PURPOSE:To suppress the expansion of the area of a circuit board in one direction and to make it possible to suppress the oscillation of circuits by a constitution wherein a detecting circuit part and a signal processing circuit part are independent, and both parts are formed on planes which are intersected at a specified angle. CONSTITUTION:A voltage applying common electrode is formed on one surface of a detecting circuit part 1 so that the surface faces a detector 2. Detecting elements 3 are continuously formed on the other surface at a constant pitch. The detecting circuit part 1 is fixed at the side of the common electrode with a conductive bonding agent on the upper surface of a detector board 4. A circuit board 8 is formed on a plane which is intersected with the line of the detector 2 of the circuit part 1. A plurality of signal processing circuit parts 9 facing the detector 2 are arranged on one or both surfaces.

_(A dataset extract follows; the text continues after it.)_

PR #1369, opened 2026-06-30
SecOps - 41029 - Anti-malware policies are configured according to recommended settings

Manoj-Kesana:


src/powershell/tests/Test-Assessment.41029.ps1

The mounting width of the circuit part is suppressed within the width H of the detector 2. In this way, the detector 2 can be arranged in a curved arc shape, crosstalk among the detecting elements 3 can be decreased and the oscillation of the circuits can be suppressed.

Description

DETAILED DESCRIPTION OF THE INVENTION Field of Industrial Application The present invention relates to a detector unit that detects radiation, light, etc. using a detector.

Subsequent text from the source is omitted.